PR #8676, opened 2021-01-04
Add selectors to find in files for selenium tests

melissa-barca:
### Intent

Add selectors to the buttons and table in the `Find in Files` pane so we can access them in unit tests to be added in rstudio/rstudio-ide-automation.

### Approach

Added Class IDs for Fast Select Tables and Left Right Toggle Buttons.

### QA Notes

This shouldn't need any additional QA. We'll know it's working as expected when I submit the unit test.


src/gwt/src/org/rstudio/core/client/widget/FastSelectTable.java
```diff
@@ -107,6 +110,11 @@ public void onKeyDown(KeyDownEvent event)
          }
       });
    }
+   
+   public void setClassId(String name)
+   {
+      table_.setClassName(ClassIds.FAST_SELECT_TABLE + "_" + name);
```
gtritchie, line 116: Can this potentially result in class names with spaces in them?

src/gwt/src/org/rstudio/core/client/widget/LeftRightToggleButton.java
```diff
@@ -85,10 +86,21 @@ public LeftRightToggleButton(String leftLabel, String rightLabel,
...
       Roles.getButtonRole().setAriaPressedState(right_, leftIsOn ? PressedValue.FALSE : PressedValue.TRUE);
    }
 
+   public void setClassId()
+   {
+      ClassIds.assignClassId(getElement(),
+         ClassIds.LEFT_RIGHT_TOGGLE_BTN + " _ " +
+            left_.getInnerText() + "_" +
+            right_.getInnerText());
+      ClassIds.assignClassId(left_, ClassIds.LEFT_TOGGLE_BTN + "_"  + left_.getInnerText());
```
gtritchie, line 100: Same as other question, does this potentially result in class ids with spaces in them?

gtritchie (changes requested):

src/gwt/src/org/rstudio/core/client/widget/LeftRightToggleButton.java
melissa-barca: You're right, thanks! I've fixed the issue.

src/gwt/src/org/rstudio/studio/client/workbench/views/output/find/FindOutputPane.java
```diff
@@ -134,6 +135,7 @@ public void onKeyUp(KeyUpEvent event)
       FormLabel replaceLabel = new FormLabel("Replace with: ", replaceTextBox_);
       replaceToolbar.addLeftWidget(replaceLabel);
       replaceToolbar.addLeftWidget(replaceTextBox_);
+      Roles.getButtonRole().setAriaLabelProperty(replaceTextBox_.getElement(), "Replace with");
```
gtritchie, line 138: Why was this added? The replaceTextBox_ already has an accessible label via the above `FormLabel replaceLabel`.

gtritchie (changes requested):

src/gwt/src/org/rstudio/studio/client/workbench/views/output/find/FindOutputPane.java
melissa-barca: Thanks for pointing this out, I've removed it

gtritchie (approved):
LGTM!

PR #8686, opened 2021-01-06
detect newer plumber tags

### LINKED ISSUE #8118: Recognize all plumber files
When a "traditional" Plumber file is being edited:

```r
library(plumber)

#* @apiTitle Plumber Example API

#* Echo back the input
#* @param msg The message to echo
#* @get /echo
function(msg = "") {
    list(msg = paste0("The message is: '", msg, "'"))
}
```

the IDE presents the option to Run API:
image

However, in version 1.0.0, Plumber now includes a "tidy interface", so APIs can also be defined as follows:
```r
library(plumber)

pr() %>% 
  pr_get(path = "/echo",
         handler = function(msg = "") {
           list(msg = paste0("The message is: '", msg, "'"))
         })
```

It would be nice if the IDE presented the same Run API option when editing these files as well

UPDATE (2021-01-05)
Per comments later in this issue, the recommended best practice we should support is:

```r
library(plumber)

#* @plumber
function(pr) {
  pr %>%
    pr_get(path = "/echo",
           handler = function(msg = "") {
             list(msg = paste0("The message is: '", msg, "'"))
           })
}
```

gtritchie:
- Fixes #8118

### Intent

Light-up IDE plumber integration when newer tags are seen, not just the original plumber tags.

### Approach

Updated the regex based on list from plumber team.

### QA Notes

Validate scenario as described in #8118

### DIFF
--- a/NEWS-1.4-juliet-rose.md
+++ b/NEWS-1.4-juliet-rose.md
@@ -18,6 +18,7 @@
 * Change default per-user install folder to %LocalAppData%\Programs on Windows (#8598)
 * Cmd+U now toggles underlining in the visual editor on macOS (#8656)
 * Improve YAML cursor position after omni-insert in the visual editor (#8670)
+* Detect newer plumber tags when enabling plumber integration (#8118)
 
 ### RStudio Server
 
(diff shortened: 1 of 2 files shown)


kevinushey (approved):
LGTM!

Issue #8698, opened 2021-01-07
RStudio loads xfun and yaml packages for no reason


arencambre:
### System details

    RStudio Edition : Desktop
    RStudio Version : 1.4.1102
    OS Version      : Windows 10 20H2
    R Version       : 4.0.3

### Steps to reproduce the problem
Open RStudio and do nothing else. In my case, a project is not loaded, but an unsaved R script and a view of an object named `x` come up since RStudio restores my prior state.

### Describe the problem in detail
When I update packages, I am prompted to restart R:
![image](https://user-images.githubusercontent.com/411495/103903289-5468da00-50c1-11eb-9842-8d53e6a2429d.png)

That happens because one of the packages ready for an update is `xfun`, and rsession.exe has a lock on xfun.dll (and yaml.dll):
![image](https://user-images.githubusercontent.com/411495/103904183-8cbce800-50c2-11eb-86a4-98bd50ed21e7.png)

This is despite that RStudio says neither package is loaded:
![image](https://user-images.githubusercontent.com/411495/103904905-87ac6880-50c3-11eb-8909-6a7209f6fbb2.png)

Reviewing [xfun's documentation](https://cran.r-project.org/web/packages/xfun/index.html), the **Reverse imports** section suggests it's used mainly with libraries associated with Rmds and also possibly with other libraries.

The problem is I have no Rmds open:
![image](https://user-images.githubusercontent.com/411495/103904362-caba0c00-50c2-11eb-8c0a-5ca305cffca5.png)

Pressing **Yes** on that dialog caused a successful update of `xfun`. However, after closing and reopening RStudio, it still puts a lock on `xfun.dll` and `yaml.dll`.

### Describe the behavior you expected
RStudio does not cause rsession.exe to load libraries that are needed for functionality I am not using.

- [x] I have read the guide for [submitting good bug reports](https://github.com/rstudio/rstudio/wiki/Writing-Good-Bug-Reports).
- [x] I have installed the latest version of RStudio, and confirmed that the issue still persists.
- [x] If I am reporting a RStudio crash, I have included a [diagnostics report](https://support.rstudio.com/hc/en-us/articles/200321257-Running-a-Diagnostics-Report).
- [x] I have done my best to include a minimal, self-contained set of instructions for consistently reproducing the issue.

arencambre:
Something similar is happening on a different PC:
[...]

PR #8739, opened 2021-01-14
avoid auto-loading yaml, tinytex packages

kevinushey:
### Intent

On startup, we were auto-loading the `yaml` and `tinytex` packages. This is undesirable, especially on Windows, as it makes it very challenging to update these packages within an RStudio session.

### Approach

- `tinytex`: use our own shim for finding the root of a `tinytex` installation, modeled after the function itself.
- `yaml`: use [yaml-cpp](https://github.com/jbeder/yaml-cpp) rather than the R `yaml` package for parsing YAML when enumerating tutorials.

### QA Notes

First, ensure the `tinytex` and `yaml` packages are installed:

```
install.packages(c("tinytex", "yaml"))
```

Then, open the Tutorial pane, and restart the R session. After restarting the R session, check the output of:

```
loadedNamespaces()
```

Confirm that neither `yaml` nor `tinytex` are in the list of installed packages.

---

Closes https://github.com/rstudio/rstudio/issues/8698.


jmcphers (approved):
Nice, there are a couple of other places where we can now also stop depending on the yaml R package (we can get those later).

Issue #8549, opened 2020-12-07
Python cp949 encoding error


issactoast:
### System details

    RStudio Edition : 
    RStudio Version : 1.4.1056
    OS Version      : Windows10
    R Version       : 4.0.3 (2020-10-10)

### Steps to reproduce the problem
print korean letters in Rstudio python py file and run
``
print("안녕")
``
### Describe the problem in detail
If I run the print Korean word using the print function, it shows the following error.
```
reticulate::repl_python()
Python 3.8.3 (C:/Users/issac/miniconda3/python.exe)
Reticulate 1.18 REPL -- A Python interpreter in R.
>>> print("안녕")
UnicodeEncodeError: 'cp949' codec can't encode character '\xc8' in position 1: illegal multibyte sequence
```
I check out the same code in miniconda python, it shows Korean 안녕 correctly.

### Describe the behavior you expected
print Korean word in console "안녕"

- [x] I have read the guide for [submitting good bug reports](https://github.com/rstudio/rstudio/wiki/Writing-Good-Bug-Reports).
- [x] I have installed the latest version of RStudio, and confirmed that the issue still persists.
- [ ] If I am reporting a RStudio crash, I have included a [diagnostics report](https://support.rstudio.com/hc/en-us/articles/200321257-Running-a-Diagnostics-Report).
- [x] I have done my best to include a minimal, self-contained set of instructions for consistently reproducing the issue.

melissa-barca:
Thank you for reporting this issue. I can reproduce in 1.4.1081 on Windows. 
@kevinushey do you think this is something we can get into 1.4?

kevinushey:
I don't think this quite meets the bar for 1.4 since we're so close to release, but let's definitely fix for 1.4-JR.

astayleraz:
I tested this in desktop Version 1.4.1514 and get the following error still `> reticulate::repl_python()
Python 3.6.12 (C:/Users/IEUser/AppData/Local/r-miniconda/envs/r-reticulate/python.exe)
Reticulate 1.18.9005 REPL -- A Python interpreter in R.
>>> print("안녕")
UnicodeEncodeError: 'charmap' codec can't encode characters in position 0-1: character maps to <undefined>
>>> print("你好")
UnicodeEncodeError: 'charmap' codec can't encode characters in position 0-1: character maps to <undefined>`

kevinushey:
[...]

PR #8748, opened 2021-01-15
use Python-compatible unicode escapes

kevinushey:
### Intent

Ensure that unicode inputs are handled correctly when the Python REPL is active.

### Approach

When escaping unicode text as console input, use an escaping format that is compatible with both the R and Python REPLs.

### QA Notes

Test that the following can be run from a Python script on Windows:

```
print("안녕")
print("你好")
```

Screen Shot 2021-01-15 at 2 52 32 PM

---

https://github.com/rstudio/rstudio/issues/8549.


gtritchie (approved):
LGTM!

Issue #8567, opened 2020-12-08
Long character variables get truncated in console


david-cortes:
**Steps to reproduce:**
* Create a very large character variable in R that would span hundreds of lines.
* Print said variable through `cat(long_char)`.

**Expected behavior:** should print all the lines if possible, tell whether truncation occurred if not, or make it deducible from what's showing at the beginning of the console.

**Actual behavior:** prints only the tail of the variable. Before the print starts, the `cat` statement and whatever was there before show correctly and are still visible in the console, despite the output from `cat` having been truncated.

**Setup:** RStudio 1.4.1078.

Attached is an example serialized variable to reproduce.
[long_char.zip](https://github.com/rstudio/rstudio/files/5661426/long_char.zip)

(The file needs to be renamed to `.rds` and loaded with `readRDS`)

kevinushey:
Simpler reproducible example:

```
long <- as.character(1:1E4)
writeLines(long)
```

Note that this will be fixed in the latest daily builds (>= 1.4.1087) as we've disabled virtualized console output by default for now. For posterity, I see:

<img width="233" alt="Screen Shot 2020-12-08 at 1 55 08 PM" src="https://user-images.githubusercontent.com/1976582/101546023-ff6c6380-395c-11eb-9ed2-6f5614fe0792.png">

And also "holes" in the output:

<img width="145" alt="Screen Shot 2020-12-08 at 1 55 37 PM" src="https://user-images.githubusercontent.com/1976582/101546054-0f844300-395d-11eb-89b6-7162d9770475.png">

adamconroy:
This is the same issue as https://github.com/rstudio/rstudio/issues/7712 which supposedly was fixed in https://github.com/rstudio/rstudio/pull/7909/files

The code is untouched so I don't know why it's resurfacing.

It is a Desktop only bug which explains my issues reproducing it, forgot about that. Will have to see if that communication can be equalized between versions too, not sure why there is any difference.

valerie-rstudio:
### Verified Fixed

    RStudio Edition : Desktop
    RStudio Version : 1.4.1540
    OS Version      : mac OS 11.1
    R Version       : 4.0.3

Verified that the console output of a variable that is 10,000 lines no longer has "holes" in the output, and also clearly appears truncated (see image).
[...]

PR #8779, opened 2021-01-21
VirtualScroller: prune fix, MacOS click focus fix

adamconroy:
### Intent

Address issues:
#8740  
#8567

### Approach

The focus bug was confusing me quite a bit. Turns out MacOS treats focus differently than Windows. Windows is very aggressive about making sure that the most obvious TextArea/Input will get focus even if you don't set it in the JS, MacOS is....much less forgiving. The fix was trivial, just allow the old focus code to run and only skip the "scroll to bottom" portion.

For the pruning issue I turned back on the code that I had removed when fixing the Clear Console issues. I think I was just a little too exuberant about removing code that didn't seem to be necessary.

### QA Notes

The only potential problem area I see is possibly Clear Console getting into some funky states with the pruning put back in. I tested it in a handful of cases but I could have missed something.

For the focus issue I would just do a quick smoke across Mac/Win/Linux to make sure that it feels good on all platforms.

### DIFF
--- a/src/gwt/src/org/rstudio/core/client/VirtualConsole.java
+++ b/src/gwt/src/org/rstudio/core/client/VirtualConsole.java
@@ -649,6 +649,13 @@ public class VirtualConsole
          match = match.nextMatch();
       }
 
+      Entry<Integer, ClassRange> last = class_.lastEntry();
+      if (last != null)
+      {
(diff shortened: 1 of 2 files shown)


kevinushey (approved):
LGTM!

:::

## Problem statement
In the listing above, find each line with the word "opened" and copy it.

## Result of the task
PR #8676, opened 2021-01-04
PR #8686, opened 2021-01-06
Issue #8698, opened 2021-01-07
PR #8739, opened 2021-01-14
Issue #8549, opened 2020-12-07
PR #8748, opened 2021-01-15
Issue #8567, opened 2020-12-08
PR #8779, opened 2021-01-21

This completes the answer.